Cette reconnaissance de la souveraineté parlementaire permet ainsi l’extension de l’institution à tous les couples sans méconnaître les principes fondamentaux de notre République démocratique et laïque.
II. L’extension de la filiation adoptive et l’encadrement des droits de l’enfant
A. La validité de l’établissement d’un lien de filiation adoptive
La loi permet désormais aux couples de même sexe d’adopter ou de solliciter l’adoption de l’enfant de leur conjoint au sein d’une famille légalement constituée. Le Conseil considère que « l’identité de sexe des adoptants ne constituait pas, en elle-même, un obstacle à l’établissement d’un lien de filiation adoptive » régulier et protecteur.
Les requérants dénonçaient l’inintelligibilité des dispositions relatives à la filiation en raison de l’usage persistant des termes de père et de mère dans le code civil français. La juridiction estime que la loi demeure accessible car le mariage et l’adoption emportent les mêmes effets juridiques pour tous les parents sans aucune distinction de sexe.

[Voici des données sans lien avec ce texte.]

PR #45, opened 2026-03-28
feat: Add QR code to login for browserless devices

mcg1969:
## Summary

- Embeds the [url2qr](https://github.com/Anaconda-Sandbox/url2qr) library (BSD-3-Clause) as a vendored Rust module (`src/qr.rs`) — zero new external dependencies beyond `console` (already in the dep tree via `indicatif`)
- Adds QR code rendering of the device auth URL during `ana login`, enabling authentication from devices without a browser by scanning the code on a phone
- Adapts the login output based on whether the browser opens successfully or not

## Design considerations

**Two display modes based on browser availability:**

- **Browser opens:** Clean, spacious layout matching the existing UX. A `(press q for QR code)` hint is shown on the "Waiting for authentication..." line. Pressing `q` renders the QR code inline. The keypress is checked every 100ms during the poll sleep for responsive feedback.
- **Browser fails (or `ANA_OPEN_BROWSER=false`):** QR code is shown immediately above the URL in a compact layout to keep the URL and "Waiting..." message visible without scrolling. The messaging reads "scan the QR code or visit:" to direct users to both options.

**QR code rendering:**

- Uses Unicode half-block characters (▀/▄/█) for 2:1 vertical compression — each terminal line represents 2 QR modules
- `invert: true` for white-on-dark rendering (standard dark terminal backgrounds)
- Quiet zone of 1 module (smaller than spec's 4, but works reliably with phone cameras) to save terminal space
- 4-space indent from the left terminal edge
- Auth URLs (~82 chars) fit well within the 134-char limit (QR version 5)

**Vendoring rationale:** url2qr is a small internal library (~500 LOC, zero dependencies) purpose-built for this use case. Embedding avoids a crates.io publish/dependency and keeps the build self-contained. The source file header notes the upstream repo for future syncing.

## Test plan

- [ ] `cargo test` — all 60 tests pass (includes QR module unit tests for GF tables, version selection, matrix generation, finder patterns, terminal output)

La Haute Juridiction rappelle également que la loi ne crée pas un droit à l’enfant mais une simple faculté d’adoption soumise à des conditions administratives strictement définies.
B. La préservation de l’intérêt de l’enfant comme exigence constitutionnelle
Le Conseil émet une réserve d’interprétation concernant la délivrance de l’agrément administratif nécessaire pour engager une procédure d’adoption plénière ou simple sur le territoire national. Cet agrément ne peut être accordé sans que l’autorité administrative vérifie « le respect de l’exigence de conformité de l’adoption à l’intérêt de l’enfant » individuellement.

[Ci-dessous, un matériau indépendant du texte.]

PR #47, opened 2026-03-30
feat: Add minimal configuration system and `ana config` command to show

mattkram:
## Summary

Adds a minimal configuration system for `ana` with environment variable support and a CLI command to view current settings.

- Add `console.rs` module with table formatting utility function for consistent CLI output
- Add `config.rs` module that loads configuration from environment variables
- Wire up `ana config` command to display current configuration in a formatted table
- Add `temp-env` dev dependency for testing environment variable handling

> [!NOTE]
> This PR was extracted from #44 

## Configuration Options

| Variable | Default | Description |
|----------|---------|-------------|
| `ANA_DOMAIN` | `stage.anaconda.com` | Authentication domain |
| `ANA_AUTH_CLIENT_ID` | (Anaconda's ID) | OAuth public client ID |
| `ANA_SSL_VERIFY` | `true` | SSL certificate verification |
| `ANA_OPEN_BROWSER` | `true` | Auto-open browser during login |

> [!NOTE]
> The `ANA_DOMAIN` will default to `anaconda.com` before first public release

## Test Plan

- [x] Unit tests for config loading and boolean parsing
- [x] Unit tests for table formatting
- [x] Integration tests for `ana config` command output
- [x] All Rust unit tests pass
- [x] All Python integration tests pass

### Demo (image)

image
image

Jira: [CLI-372](https://anaconda.atlassian.net/browse/CLI-372)

[CLI-372]: https://anaconda.atlassian.net/browse/CLI-372?atlOrigin=eyJpIjoiNWRkNTljNzYxNjVmNDY3MDlhMDU5Y2ZhYzA5YTRkZjUiLCJwIjoiZ2l0aHViLWNvbS1KU1cifQ


src/cli.rs
zfralish, line 71: For the future, these might be betters in a "constants.rs" file or something similar.

src/config.rs
```diff
@@ -0,0 +1,239 @@
...
+        ];
+        println!(
+            "{}",
+            crate::console::format_table(("Setting", "Value"), &rows)
+        );
+    }
+}
+
+/// Convert a boolean to a string.
+fn bool_to_str(val: bool) -> &'static str {
```
zfralish, line 86: Maybe pull all these into a `utils.rs` file

src/config.rs
```diff
@@ -0,0 +1,239 @@
...
+    }
+
+    #[test]
+    fn test_parse_bool_env_nonexistent_returns_default() {
+        // When not set, returns default
+        assert!(parse_bool_env("NONEXISTENT_VAR_12345", true));
+        assert!(!parse_bool_env("NONEXISTENT_VAR_12345", false));
+    }
+
+    #[test]
```
zfralish, line 131: Do we want tests in the same file?

src/console.rs
```diff
@@ -0,0 +1,97 @@
...
+
+// ANSI escape codes
+const BOLD: &str = "\x1b[1m";
+const RESET: &str = "\x1b[0m";
+
+/// Format rows as a unicode table with headers.
+///
+/// Each row is a (key, value) pair. The table auto-sizes columns to fit content.
+/// Headers are displayed in bold.
+pub fn format_table(headers: (&str, &str), rows: &[(&str, &str)]) -> String {
```
zfralish: I would prefer we find a lib for this sort of stuff, I think this sort of UI thing becomes a nightmare was we expand capability.

zfralish (approved):

src/console.rs
mattkram: I agree. I'll pull in comfy-table, as it's already widely used in our ecosystem.

src/config.rs
mattkram: For now, I recommend we keep it here unless it's needed elsewhere. I'm not a big "box of utils" fan personally, unless it really makes sense.

src/cli.rs
mattkram: Agree. For now, let's leave it until we find need for more global constants. That'll be an easy future refactor.

src/config.rs
mattkram: Yes, this is actually the recommended way in the [Rust book](https://doc.rust-lang.org/book/ch11-03-test-organization.html). One of the main reasons (for unit tests) is you can access private functions for testing, without exposing through the `pub` interface.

Cette exigence découle du dixième alinéa du Préambule de la Constitution de 1946 qui impose à la Nation d’assurer les conditions nécessaires au développement de la famille. L’autorité judiciaire doit également s’assurer que l’adoption est conforme à cet intérêt supérieur avant de prononcer une décision définitive liant l’enfant à ses nouveaux parents légaux.
Le Conseil garantit ainsi que la protection de l’enfant demeure le pivot central de la filiation adoptive malgré l’évolution des structures matrimoniales au sein de la société.